Книга XIV – загадки и оракулы. Загадки – это просто арифметические задачи, ради трудности изложенные стихами; почти все они – из сборника, составленного одним любителем-математиком в IV веке н. э. Оракулы – это, напротив, давняя и важная часть античной жизни: обычно прорицатель, вдохновленный богом, отвечал на заданный вопрос бессвязными возгласами, а жрецы укладывали эти речения в более или менее связные стихотворные фразы и в таком виде преподносили спрашивавшим. Без обращений к оракулу не обходилось ни одно важное историческое событие, изречения оракулов записывались, запоминались, цитировались историками и другими писателями; самые известные из этих цитат и вошли в XIV книгу Антологии.
Маленькая XV книга – это то, что в старину называлось «смесь»: случайные мелочи, не нашедшие места в основном корпусе и собранные как попало в самом конце. А последняя, большая XVI книга – это уже настоящее приложение, причем не античного происхождения, а составленное филологами нового времени.
Дело было так. Огромная антология Кефалы не дошла до нас в подлинном виде, а дошла в двух переработках – одной расширенной, другой сокращенной. Расширенная редакция была составлена неизвестно кем около 980 года, она-то и состоит из перечисленных 15 книг и называется «Палатинская рукопись», потому что была обнаружена в конце XVI века в Палатинской библиотеке немецкого города Гейдельберга; когда и как она туда попала – неизвестно. Сейчас большая часть этой рукописи хранится по-прежнему в Гейдельберге, а меньшая (результат наполеоновских конфискаций) – в Париже. Сокращенная же редакция антологии Кефалы была составлена в 1239 году крупнейшим византийским филологом Максимом Планудом, по объему она в полтора раза меньше и состоит из 7 книг; сейчас она хранится в Венеции. Она была привезена из захваченной турками Византии в Италию в XV веке, впервые напечатана в 1494 году и триста лет служила основным источником знаний о греческой эпиграмме. Когда наконец была полностью опубликована «Палатинская рукопись» (только в 1772–1776 годах!), то обнаружилось, что хоть она и «расширенная», целого ряда стихотворений, имеющихся в сокращенной «Планудовской рукописи», здесь нет. Эти стихи из Планудовской антологии были тщательно извлечены филологами и с тех пор печатаются в конце Антологии в виде приложения, а для удобства нумеруются как XVI книга.
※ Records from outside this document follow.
PR #12418, opened 2026-06-25
feat(BA-6551): expose single-string model service command on v2 API

seedspirit:
## Summary
- Add a `command: String` field and deprecate `start_command: [String!]` across the **deployment-revision** and **revision-preset** v2 stacks (DTO + GraphQL). The output `shell` field becomes nullable (default `/bin/bash` retained).
- Temporary adapter bridge folds the input `command` into the str `start_command` form so the existing config validator wraps it (`shell -c`). Marked `FIXME`, to be removed once BA-6550 resolves `command` directly in the validator.
- Read-side exposure of `command` and the full round-trip test are deferred to a follow-up gated on BA-6550.

## Test plan
- [ ] CI `pants check`/`test` on `common` + `manager` (local mypy/test blocked by an empty pants `venv_cache`)
- [ ] `add_revision` / preset create with `command` only → revision persisted with resolved string `start_command`
- [ ] `add_revision` / preset create with deprecated `start_command` (list) only → still works (back-compat)
- [ ] GraphQL SDL: `command: String` on input+output; `start_command` carries `deprecation_reason`; output `shell` nullable

Resolves BA-6551

----
📚 Documentation preview 📚: https://sorna--12418.org.readthedocs.build/en/12418/

----
📚 Documentation preview 📚: https://sorna-ko--12418.org.readthedocs.build/ko/12418/

### DIFF
--- a/docs/manager/graphql-reference/supergraph.graphql
+++ b/docs/manager/graphql-reference/supergraph.graphql
@@ -10319,11 +10319,14 @@ type ModelServiceConfig
   """
   preStartActions: [PreStartAction!]!
 
-  """Command to start the model service."""
-  startCommand: [String!]
+  """Single-string command to start the model service."""
+  command: String
+
+  """Deprecated. Command to start the model service. Use `command` instead."""
+  startCommand: [String!] @deprecated(reason: "Use `command` instead.")
 
   """Shell configured for the model service."""
-  shell: String!
+  shell: String
 
   """Port number for the model service."""
   port: Int!
@@ -10343,8 +10346,11 @@ input ModelServiceConfigInput
   """
   preStartActions: [PreStartActionInput!] = null
 
+  """Added in 26.7.0. Single-string command to start the model service."""
+  command: String = null
+
   """Command to start the model service."""
-  startCommand: [String!] = null
+  startCommand: [String!] = null @deprecated(reason: "Use `command` instead.")
 
   """Shell configured for the model service."""
   shell: String = null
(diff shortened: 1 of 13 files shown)


docs/manager/graphql-reference/supergraph.graphql
```diff
@@ -10319,11 +10319,14 @@ type ModelServiceConfig
   """
   preStartActions: [PreStartAction!]!
 
-  """Command to start the model service."""
-  startCommand: [String!]
+  """Single-string command to start the model service."""
+  command: String
+
+  """Deprecated. Command to start the model service. Use `command` instead."""
```
fregataa: Please find how to add "Deprecated since ..." here

tests/unit/manager/api/gql/deployment/test_revision_preset_types.py
```diff
@@ -197,11 +197,11 @@ def test_rejects_model_without_service(self) -> None:
...
-    def test_rejects_service_without_start_command(self) -> None:
-        # ``start_command`` is a required field; omitting it must be rejected.
-        payload: dict[str, Any] = {"port": 8080}
-        with pytest.raises(ValidationError):
-            PresetModelServiceConfigInput(**payload)
+    def test_accepts_service_with_command_only(self) -> None:
+        # ``start_command`` is now optional (deprecated); ``command`` replaces it.
+        service = PresetModelServiceConfigInput(port=8080, command="python server.py")
+        assert service.command == "python server.py"
+        assert service.start_command is None
```
fregataa, line 204: Good. How about adding a test that start_command still can be used only when command is not set and start_command is set?

docs/manager/graphql-reference/supergraph.graphql
```diff
@@ -10319,11 +10319,14 @@ type ModelServiceConfig
...
+  startCommand: [String!] @deprecated(reason: "Use `command` instead.")
```
jopemachine, line 10328: I think it would be better to explicitly add a note saying, `Do not use command and start_command together` (or that start_command will be ignored because command takes precedence).

jopemachine (approved):

fregataa (approved):

PR #12434, opened 2026-06-26
feat(BA-6600): define dry-run schedule action and input/output types

fregataa:
## Summary
- `data/session/dry_run.py`: `KernelDryRunSpec` (per-kernel `requested_slots` + `architecture`) and `KernelDryRunResult` (`spec` + `schedulable` + `required_reduction` — the minimum per-slot reduction to fit on the best-fitting node).
- `services/session/actions/dry_run_schedule.py`: `DryRunScheduleAction` (frozen, `EntityType.SESSION`, `GET`, carries `kernels` / `cluster_mode` / `resource_group_id`) and `DryRunScheduleActionResult`.

## Test plan
- [x] `pants check` / `pants test` pass in CI.

Resolves BA-6600

### DIFF
--- a/src/ai/backend/manager/services/session/actions/dry_run_schedule.py
+++ b/src/ai/backend/manager/services/session/actions/dry_run_schedule.py
@@ -1,0 +1,50 @@
+from __future__ import annotations
+
+from dataclasses import dataclass
+from typing import override
+
+from ai.backend.common.data.permission.types import EntityType
+from ai.backend.common.identifier.resource_group import ResourceGroupID
+from ai.backend.common.types import ClusterMode
+from ai.backend.manager.actions.action import BaseAction, BaseActionResult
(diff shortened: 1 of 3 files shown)


src/ai/backend/manager/services/session/actions/dry_run_schedule.py
```diff
@@ -0,0 +1,50 @@
...
+    @override
+    @classmethod
+    def operation_type(cls) -> ActionOperationType:
+        return ActionOperationType.GET
+
+
+@dataclass(frozen=True)
+class DryRunScheduleActionResult(BaseActionResult):
+    # Per-kernel results, in the same order as the action's ``kernels``.
+    kernels: list[KernelDryRunResult]
```
HyeockJinKim, line 46: Rather than the kernel, we need information such as which resources can be allocated where, or how scarce resources might be.

PR #12439, opened 2026-06-26
refactor(BA-6632): move image scanning out of the models layer into the image repository

fregataa:
## Summary
- Move the container-registry scan/untag logic out of `models/image/row.py` so the **models layer no longer imports the `container_registry` package**.
- `scan_single_image` / `rescan_images` (and the registry loading/filtering helpers) now live on `ImageDBSource`.
- The registry `untag` external call lives on `ImageRepository`, which fetches the image + registry row first, then calls the Harbor registry directly.
- `cli/image_impl` uses `ImageDBSource` for rescan and inlines the Harbor untag.

## Notes
- Pure relocation of existing logic — no new scanning behavior. The broader container-registry refactor (extracting external-access Client classes and deprecating `BaseContainerRegistry`) is tracked separately in BA-6634.

## Test plan
- [x] CI: `pants check` (mypy)
- [x] CI: `pants test` — image rescan / untag paths (repository, DB source, CLI) behave unchanged

Resolves BA-6632

### DIFF
--- a/changes/12439.enhance.md
+++ b/changes/12439.enhance.md
@@ -1,0 +1,1 @@
+Move container-registry image scanning out of `models/image/row.py` into the image repository layer (scan/rescan on the DB source, the registry untag on the repository) so the models layer no longer imports the `container_registry` package.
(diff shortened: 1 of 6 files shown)


jopemachine:
Strictly speaking, the rescan logic would be better placed on the client side. However, I don't think it necessarily needs to be addressed in this PR.

jopemachine (approved):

Во второй половине XIX века была предпринята попытка сделать, так сказать, приложение к приложению: к очередному изданию Антологии был добавлен еще один том с новонайденными греческими эпиграммами – иные нашлись на камнях при раскопках, иные – в цитатах при пересмотре древних авторов, иные – в средневековых рукописях. Издатели даже расположили их, как в образце: эпиграммы посвятительные, надгробные, описательные… Но находки продолжаются, издания за ними не поспевают, и о греческой эпиграмме мы будем говорить лишь по одному ее классическому памятнику – по Палатинской Антологии с дополнениями из Плануда.
2
Даже нашего беглого пересказа достаточно, чтобы увидеть: перед нами – настоящая энциклопедия духовного мира среднего человека греческой культуры. Почитание богов, верноподданность царям и императорам, память о старинной героической вольности, привязанность к родным местам, забота о доме и семье, обычный диапазон отношения к женщине от юношеских восторгов до старческого «всякая женщина – зло…», повседневный нелегкий труд в поле, в море, в лесу, нехитрые застольные отдохновения, развлекательные шутки над ближними, неглубокие размышления о жизни, смерти и судьбе, сводящиеся к здравому смыслу и разумной мере, любование красивыми предметами, похвалы – пускай с чужих слов – и Гомеру, и Платону, заботливо обставленная смерть и могила, надежда на добрую память в потомстве – все это, прямо или косвенно, нашло выражение на страницах Антологии. Повторяем: речь идет о среднем человеке, об обывателе в хорошем смысле слова, о том, ради которого (и усилиями которого) существует вся наша культура. Не случайно Палатинская рукопись ждала издания двести лет – до конца XVIII века, когда литература открыла достоинство и красоту простой жизни маленького человека. XIX век не уставал любоваться этими стихотворными миниатюрами, да и в наше время читателю то и дело хочется вынуть из толщи Антологии первое попавшееся двустишие или четверостишие, полюбоваться его четкостью, слаженностью и законченностью и сказать: «какая прелесть».